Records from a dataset
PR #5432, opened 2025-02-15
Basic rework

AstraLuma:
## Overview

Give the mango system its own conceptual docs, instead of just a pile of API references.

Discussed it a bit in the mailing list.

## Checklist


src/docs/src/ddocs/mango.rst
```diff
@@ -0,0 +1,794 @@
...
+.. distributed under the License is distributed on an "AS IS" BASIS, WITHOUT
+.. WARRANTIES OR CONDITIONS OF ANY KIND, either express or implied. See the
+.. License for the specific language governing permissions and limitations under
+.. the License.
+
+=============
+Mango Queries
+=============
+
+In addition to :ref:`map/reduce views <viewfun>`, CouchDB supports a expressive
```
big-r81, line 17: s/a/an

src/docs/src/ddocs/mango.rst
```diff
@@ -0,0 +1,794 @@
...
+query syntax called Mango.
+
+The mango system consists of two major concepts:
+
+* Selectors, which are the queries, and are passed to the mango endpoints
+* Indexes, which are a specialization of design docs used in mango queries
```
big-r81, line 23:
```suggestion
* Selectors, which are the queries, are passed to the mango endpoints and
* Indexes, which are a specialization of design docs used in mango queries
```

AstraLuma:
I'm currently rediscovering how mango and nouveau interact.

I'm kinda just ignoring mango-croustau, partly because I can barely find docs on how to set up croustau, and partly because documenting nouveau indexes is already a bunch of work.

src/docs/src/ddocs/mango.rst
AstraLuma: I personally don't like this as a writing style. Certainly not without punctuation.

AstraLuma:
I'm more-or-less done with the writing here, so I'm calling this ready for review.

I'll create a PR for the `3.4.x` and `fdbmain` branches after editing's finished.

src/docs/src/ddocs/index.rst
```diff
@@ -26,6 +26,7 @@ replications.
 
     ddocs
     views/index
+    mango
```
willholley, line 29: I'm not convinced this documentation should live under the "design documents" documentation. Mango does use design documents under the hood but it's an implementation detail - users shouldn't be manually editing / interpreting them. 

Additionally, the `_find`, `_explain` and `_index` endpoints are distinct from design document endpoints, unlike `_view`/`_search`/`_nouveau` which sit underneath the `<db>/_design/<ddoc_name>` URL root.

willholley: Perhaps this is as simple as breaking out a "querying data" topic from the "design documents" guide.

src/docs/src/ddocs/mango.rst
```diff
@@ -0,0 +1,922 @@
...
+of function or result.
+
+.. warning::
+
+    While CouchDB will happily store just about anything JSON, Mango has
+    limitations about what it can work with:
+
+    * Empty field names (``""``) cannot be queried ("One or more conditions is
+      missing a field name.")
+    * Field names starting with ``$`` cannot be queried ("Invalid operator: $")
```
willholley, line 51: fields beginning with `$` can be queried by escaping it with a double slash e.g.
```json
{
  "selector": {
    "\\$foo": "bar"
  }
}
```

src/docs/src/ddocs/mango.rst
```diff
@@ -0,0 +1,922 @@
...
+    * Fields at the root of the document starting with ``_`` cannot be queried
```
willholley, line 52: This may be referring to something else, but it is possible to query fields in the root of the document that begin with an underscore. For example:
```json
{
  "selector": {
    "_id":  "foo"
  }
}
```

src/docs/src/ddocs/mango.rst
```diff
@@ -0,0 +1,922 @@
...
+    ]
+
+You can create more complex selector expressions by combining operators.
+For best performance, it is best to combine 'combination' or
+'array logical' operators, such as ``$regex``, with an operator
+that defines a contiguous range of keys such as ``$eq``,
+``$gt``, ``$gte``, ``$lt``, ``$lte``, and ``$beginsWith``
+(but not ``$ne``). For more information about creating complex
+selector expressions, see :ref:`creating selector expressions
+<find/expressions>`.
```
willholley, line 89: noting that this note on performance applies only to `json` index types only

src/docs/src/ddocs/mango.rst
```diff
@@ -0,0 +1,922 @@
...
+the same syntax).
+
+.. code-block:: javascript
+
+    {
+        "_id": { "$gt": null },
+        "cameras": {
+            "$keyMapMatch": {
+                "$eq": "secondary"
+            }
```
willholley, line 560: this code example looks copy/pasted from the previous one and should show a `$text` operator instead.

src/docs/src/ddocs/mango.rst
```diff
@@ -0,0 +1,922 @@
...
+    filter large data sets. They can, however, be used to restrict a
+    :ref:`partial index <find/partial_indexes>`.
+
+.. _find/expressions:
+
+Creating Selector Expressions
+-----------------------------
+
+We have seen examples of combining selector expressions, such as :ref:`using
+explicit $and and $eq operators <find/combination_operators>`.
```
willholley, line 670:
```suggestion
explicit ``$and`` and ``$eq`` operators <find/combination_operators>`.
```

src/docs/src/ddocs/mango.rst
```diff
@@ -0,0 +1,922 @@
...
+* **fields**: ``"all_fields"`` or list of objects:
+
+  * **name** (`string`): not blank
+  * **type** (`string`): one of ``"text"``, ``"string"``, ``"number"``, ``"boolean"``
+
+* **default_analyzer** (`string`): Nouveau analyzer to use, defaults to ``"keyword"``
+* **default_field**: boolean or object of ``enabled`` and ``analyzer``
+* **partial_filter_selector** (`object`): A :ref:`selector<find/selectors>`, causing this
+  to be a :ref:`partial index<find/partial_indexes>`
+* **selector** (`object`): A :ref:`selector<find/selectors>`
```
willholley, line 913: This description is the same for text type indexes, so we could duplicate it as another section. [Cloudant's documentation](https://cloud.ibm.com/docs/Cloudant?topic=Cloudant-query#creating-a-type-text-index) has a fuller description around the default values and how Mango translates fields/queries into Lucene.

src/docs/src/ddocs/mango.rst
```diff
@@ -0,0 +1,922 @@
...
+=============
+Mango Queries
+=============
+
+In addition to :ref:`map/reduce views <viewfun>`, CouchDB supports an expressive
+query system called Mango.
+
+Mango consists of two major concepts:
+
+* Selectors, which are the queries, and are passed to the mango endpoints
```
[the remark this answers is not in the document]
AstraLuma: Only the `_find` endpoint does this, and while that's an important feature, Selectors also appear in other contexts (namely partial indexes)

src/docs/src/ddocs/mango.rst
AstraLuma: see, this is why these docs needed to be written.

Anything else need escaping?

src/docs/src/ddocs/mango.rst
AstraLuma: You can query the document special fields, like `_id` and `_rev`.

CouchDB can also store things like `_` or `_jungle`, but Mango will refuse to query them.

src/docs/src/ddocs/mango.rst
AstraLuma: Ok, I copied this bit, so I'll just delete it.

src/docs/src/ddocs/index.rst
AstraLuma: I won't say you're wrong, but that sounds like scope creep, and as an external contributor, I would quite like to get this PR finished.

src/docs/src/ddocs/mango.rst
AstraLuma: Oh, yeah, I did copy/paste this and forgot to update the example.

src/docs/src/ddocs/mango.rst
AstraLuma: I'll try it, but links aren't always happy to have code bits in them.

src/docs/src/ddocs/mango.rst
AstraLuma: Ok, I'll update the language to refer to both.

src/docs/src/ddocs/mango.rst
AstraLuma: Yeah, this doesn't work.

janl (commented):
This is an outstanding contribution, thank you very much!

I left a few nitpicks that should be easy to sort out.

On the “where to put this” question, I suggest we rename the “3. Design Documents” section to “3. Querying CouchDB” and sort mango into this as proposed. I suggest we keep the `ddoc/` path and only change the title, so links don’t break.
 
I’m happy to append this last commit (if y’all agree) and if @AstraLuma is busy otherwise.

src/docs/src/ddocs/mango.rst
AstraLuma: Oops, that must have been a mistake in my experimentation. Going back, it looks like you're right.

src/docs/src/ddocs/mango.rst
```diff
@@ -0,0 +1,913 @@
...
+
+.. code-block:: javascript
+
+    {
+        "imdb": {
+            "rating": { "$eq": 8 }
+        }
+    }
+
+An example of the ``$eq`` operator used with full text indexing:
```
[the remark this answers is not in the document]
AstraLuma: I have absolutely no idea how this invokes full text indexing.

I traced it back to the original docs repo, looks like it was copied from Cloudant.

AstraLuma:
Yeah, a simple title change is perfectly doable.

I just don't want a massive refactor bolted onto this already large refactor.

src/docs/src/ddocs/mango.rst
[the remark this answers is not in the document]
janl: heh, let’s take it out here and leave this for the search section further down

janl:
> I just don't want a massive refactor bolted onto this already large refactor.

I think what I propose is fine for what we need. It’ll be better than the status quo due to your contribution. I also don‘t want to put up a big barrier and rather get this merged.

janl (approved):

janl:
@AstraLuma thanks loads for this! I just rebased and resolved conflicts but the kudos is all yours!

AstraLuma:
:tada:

### WORK TO BE COMPLETED:
When the word "instead" shows up in a line of the entries, report that line.

### SOLUTION FOR THIS PROBLEM:
Give the mango system its own conceptual docs, instead of just a pile of API references.
willholley, line 560: this code example looks copy/pasted from the previous one and should show a `$text` operator instead.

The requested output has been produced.